*Information provided*.
↓
Issue #271, opened 2024-06-25
Library organization for petab v2


dweindl:
We are planning for a PEtab v2 release, ideally within the next 6 months. An open question is how to handle that in libpetab, as there will be quite some incompatible changes. This issue is to discuss/outline how we accommodate these changes here.

The goal should be to support PEtab v1 and PEtab v2 files in parallel. We should be able to validate both v1 and v2 files and there should be some functionality to up-convert PEtab v1 problems.

My current idea would be to have `petab.v1` and  `petab.v2` subpackages, that can be imported with `import petab.v1 as petab` and be used without (or very few) adaptions. This will imply some code duplication, but I still think it will be more maintainable.

I would go for a libpetab 1.0 release where we clarify the public API and move code to a `petab.v1 subpackage`.
I am not sure if we want to keep things importable from `petab` directly. I tend to require `import petab.v1 as petab`.

dilpath:
The suggestion of `petab.v1/v2` sounds best to me. And I would also be in favor for requiring `import petab.v1 as petab`. Is a deprecation period possible for this major change? We could add `from .v1 import *` to `petab/__init__.py` I guess.

Things like `petablint` will require version information as well, unless the problem YAML with version information is supplied. Or would we also rename that to `petablint.v1/v2`?

dweindl:
> Is a deprecation period possible for this major change? We could add `from .v1 import *` to `petab/__init__.py` I guess.

Yes. And introduce `petab.v1` rather sooner than later, so that consumers can already adapt to that.

> Things like `petablint` will require version information as well, unless the problem YAML with version information is supplied. Or would we also rename that to `petablint.v1/v2`?

I think the main use case is running `petablint` on a full petab problem where the version number would be available from the yaml file. I am not sure how many people are running it on individual files where validation is anyways rather limited.
Either we add a version option for validation of individual files, or – preferred – only handle full petab problems (and make the `-y` optional and remove it at some point).

dilpath:
>  Either we add a version option for validation of individual files, or – preferred – only handle full petab problems (and make the -y optional and remove it at some point).

Makes sense, then we could deprecate validation of individual tables already, with some message asking for feedback if someone needs it.

dweindl:
> we could deprecate validation of individual tables already

https://github.com/PEtab-dev/libpetab-python/pull/274

Please post any feedback specific to the adaptation of `petablint` there.

PR #274, opened 2024-06-25
Deprecate petablint with individual tables

dweindl:
I think the main use case is running petablint on a full petab problem, so we don't need the option to pass individual tables. To support individual tables with the upcoming petab v2, we'd have to extend the list of files and require a version number. I don't it's worth maintaining this functionality (correct me if I am wrong), since validation of individual files is anyways rather limited.

Therefore, this adds deprecation warnings to command line arguments for individual PEtab tables and for the `-y` `--yaml` flags, which are no longer required, and the removal of which will make `petablint` easier to use.

Related to https://github.com/PEtab-dev/libpetab-python/issues/271

### DIFF
--- a/petab/petablint.py
+++ b/petab/petablint.py
@@ -49,7 +49,7 @@ def parse_cli_args():
     )
 
     # Call with set of files
-    group = parser.add_argument_group("Check individual files *DEPRECATED*")
+    group = parser.add_argument_group("Check individual files *DEPRECATED*. Please contact us via GitHub issues, if you need this.")
     group.add_argument(
         "-s", "--sbml", dest="sbml_file_name", help="SBML model filename"
     )
--- a/petab/petablint.py
+++ b/petab/petablint.py
@@ -49,34 +49,35 @@ def parse_cli_args():
     )
 
     # Call with set of files
-    parser.add_argument(
+    group = parser.add_argument_group("Check individual files *DEPRECATED*")
+    group.add_argument(
         "-s", "--sbml", dest="sbml_file_name", help="SBML model filename"
     )
-    parser.add_argument(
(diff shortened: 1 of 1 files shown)


petab/petablint.py
```diff
@@ -87,13 +88,18 @@ def parse_cli_args():
...
         "-y",
         "--yaml",
+        dest="yaml_file_name_deprecated",
+        help="PEtab YAML problem filename. "
+        "*DEPRECATED* pass the file name as positional argument instead.",
+    )
+    group.add_argument(
         dest="yaml_file_name",
         help="PEtab YAML problem filename",
+        nargs="?",
```
dilpath, line 98: I wonder if it's possible to say `yaml_file_name_deprecated` takes 0 arguments, i.e. it's treated as just a "flag", and instead its argument then gets treated as a positional argument, and hence saved to `yaml_file_name`. Anyway, not important

dilpath (approved):
:+1:

petab/petablint.py
```diff
@@ -49,34 +49,35 @@ def parse_cli_args():
     )
 
     # Call with set of files
-    parser.add_argument(
+    group = parser.add_argument_group("Check individual files *DEPRECATED*")
```
dilpath, line 52: Could we add to this message, so that if someone happens to rely on individual files, we are informed?

```suggestion
    group = parser.add_argument_group("Check individual files *DEPRECATED*. Please contact us via GitHub issues, if you need this.")
```

petab/petablint.py
dweindl: It can be done a would slightly simplify the code, but the `petablint --help` output would be more confusing, I think.

PR #277, opened 2024-06-25
Doc: versioning and deprecation policy

dweindl:
:eyes: https://petab--277.org.readthedocs.build/projects/libpetab-python/en/277/development.html#


dilpath (approved):
:+1:

PR #278, opened 2024-06-26
Validator: check for positive bounds for log-scaled parameter

dweindl:
Check the parameter table for positive bounds for log-scaled estimated parameters that don't have an explicit intialization prior.

See discussion in #259

Supersedes and closes #259


petab/lint.py
```diff
@@ -557,6 +557,17 @@ def check_parameter_bounds(parameter_df: pd.DataFrame) -> None:
                     f"Bounds for {row[PARAMETER_SCALE]} scaled parameter "
                     f"{ row.name} must be positive."
                 )
+            if (
+                row.get(PARAMETER_SCALE, LIN) in [LOG, LOG10]
+                and (row[LOWER_BOUND] == 0.0 or row[UPPER_BOUND] == 0.0)
+                and not row.get(INITIALIZATION_PRIOR_TYPE)
+            ):
```
dilpath, line 564: I would move `row[UPPER_BOUND] == 0.0` above, i.e. change `row[UPPER_BOUND] < 0.0` to `row[UPPER_BOUND] <= 0.0` -- does not make sense to estimate something that can only take the value `0.0`.

dilpath (approved):
:+1:

petab/lint.py
dweindl: lb=ub is allowed so far. I'd say things that are legal but dumb shouldn't raise exceptions. Although we might want to add some optional hints for improvement at some point.

dilpath: Fine for me :+1: Should we check the initialization prior then, to make sure it's sampling in finite bounds?

PR #282, opened 2024-06-27
Introduce petab.v1 package

dweindl:
As discussed in #271, we need to accommodate the changes related to the upcoming PEtab v2. The goal is to move PEtab 1.0 functionality to a `petab.v1` subpackage and PEtab 2.0 functionality to a `petab.v2` subpackage.

This PR moves (almost) all code from the `petab` package to a `petab.v1` sub-package. Keeps all non-private objects importable from their previous location, but issues `DeprecationWarnings`.

**From the next release on, all consumers should change all `from petab[.$x] import $y` to `from petab.v1[.$x] import $y`.**

Fixes a couple of sphinx-issues that occurred on the way. Some obscure sphinx-failures remain, but they aren't critical.

Also adds some missing `__all__`s.


dilpath (approved):
Nice!

I looked at most files and didn't see any issues :+1: I looked at `petab/v1` less since I guess it's mostly copied.

Is it possible to include this in CI by running the tests with both like so?
```python
import petab as petabv0
import petab.v1

petab = petabv0
# run tests
petab = petab.v1
```

Should the tests also be split into `tests/v1` and `tests/v2`?

dweindl:
> I looked at `petab/v1` less since I guess it's mostly copied.

Yes.

> Is it possible to include this in CI by running the tests with both like so?
> 
> ```python
> import petab as petabv0
> import petab.v1
> 
> petab = petabv0
> # run tests
> petab = petab.v1
> ```

For now, I would keep running tests through the deprecated functions. If they pass there, I don't have much doubt that they will work through petab.v1, as effectively everything was moved there. Once we remove the old modules, I would switch the tests.

> Should the tests also be split into `tests/v1` and `tests/v2`?

Yes, I think that makes sense. Will do that separately, though.

PR #1043, opened 2018-04-15
Clarify multiplatform project setup

SUPERCILEX:


pages/docs/reference/multiplatform.md
```diff
@@ -103,6 +103,7 @@ buildscript {
     }
 }
 
+apply plugin: 'java'
```
h0tk3y: The `java` plugin is not really needed in a Kotlin MPP platform module for JVM.

pages/docs/reference/multiplatform.md
```diff
@@ -111,7 +112,7 @@ repositories {
 
 dependencies {
     compile "org.jetbrains.kotlin:kotlin-stdlib:$kotlin_version"
-    expectedBy project(":")
+    expectedBy project(":common")
```
h0tk3y: This sample shows a project layout where the root project is the common one, with platform modules being its subprojects. Why should we change this?

PR #1045, opened 2018-04-18
Fixed typo in properties.md

mangefox:
Comment claimed statement was in error but it was perfectly valid. Edited line to what I assume was the intended meaning


yole:
This statement (as well as the statement you want to replace it with) are only valid as declarations of an unused local variable. If you're declaring a top-level property or the property of a class, an initializer is required.

In other words, there is no typo here.

PR #1048, opened 2018-04-25
Fix incorrect property declaration

YakovBurtsev:
prop declaration in code is generated by compiler should use var keyword instead of val keyword, as it was used var keyword in original Also I add set method.


h0tk3y:
Thanks!

PR #1053, opened 2018-05-16
Call compile method for Gradle Kotlin DSL

StefMa:
In Gradle Kotlin DSL all configurations are methods.
Means the current documentation is just wrong and lead to issues.
This will fix it 👍


h0tk3y:
Thanks!

PR #1054, opened 2018-05-20
Fix for Chrome not respecting negative z-index

Krizzu:
Hey,

So recently I started to wonder why my mouse scroll (or even touch pad scroll) stopped working on the website. I dig bit more and found out that chrome has problem with negative z-index.

Search popup (when hidden) uses `z-index: -1` to hide its body behind other elements, and remove that property once search icon is clicked.

My Fix is just a proposal, to prevent using negative z-index. I replaced it with `top: 100%` property, which makes search body shop up sliding from the bottom.

Thanks

### DIFF
--- a/static/js/com/search/search.scss
+++ b/static/js/com/search/search.scss
@@ -42,7 +42,7 @@ body._no-scroll {
 
   &._hidden {
     opacity: 0;
-    z-index: -1;
+    top: 100%;
   }
 
   &:focus {


Krizzu:
Hey,

Any updates on this?

AlexanderPrendota:
@Krizzu Hello! I guess it's some of our bug but I can't reproduced it in my side

Krizzu:
Hey @AlexanderPrendota,

I'm using Chrome Version 67.0.3396.99 (Official Build) (64-bit).
macOS Sierra 10.12.6

I think it might be related to my Chrome/PC, because I tried Kotlin website on different hardware and it worked with no issue.

So the question is if You guys can do anything about? I might be a special snowflake here, haven't seen anyone with the same issue

AlexanderPrendota:
So, well. What am I doing wrong?
1) Open kotlinlang.org
2) Click on search icon
3) Insert some symbols 
4) Close search panel

and mouse scroll doesn't work, right?

Krizzu:
For me it's simply going to website. Scrolling with mouse/keys/tab doesn't move the screen. It's like a invisible full size element is blocking scroll ability. Although, I can scroll through content using scroll indicator on the right.

AlexanderPrendota:
@Krizzu I can merged your PR but I want to reproduce this problem first

Krizzu:
@AlexanderPrendota Hey,
I'd love to help with giving repro steps, but I simply can't. I can scroll normally on other browsers, but my Chrome is somehow broker. I tried reinstalling/disabling extensions and still nothing.

If I remove negative `z-index` style from `search-popup` I can scroll without issues.
Don't know what to say, IMHO I wouldn't recommend merging anything just because one guy has an issue.

That's why I opened this PR - to discuss a possible solutions. If there is none, we can just skip this.

nikpachoo:
fixed with #2477

PR #1057, opened 2018-05-26
fix example usage of trimIndent

jnizet:
the previous example didn't trim anything, as noted in the documentation:
"In case if there are non-blank lines with no leading whitespace characters (no indent at all) then the common indent is 0, and therefore this function doesn't change the indentation."

The new snippet formatting is the one applied by IntelliJ when choosing formatting based on the Kotlin style guide


h0tk3y:
Thanks!

PR #1064, opened 2018-06-17
Add note on visibility for extensions

Esenin:
I don't have prior experience of Java, C#, or Gosu, I'm also not familiar with a concept of extensions and it was **not** obvious to me that an extension declared outside of a class' scope does not have an access to the class' private (and protected?) members.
↑
*Work order*. Retype the entries above exactly, but only from the line containing "Fixed typo in properties.md" through the line containing "Search popup (when", both included.

*Output*.
Fixed typo in properties.md

mangefox:
Comment claimed statement was in error but it was perfectly valid. Edited line to what I assume was the intended meaning


yole:
This statement (as well as the statement you want to replace it with) are only valid as declarations of an unused local variable. If you're declaring a top-level property or the property of a class, an initializer is required.

In other words, there is no typo here.

PR #1048, opened 2018-04-25
Fix incorrect property declaration

YakovBurtsev:
prop declaration in code is generated by compiler should use var keyword instead of val keyword, as it was used var keyword in original Also I add set method.


h0tk3y:
Thanks!

PR #1053, opened 2018-05-16
Call compile method for Gradle Kotlin DSL

StefMa:
In Gradle Kotlin DSL all configurations are methods.
Means the current documentation is just wrong and lead to issues.
This will fix it 👍


h0tk3y:
Thanks!

PR #1054, opened 2018-05-20
Fix for Chrome not respecting negative z-index

Krizzu:
Hey,

So recently I started to wonder why my mouse scroll (or even touch pad scroll) stopped working on the website. I dig bit more and found out that chrome has problem with negative z-index.

Search popup (when hidden) uses `z-index: -1` to hide its body behind other elements, and remove that property once search icon is clicked.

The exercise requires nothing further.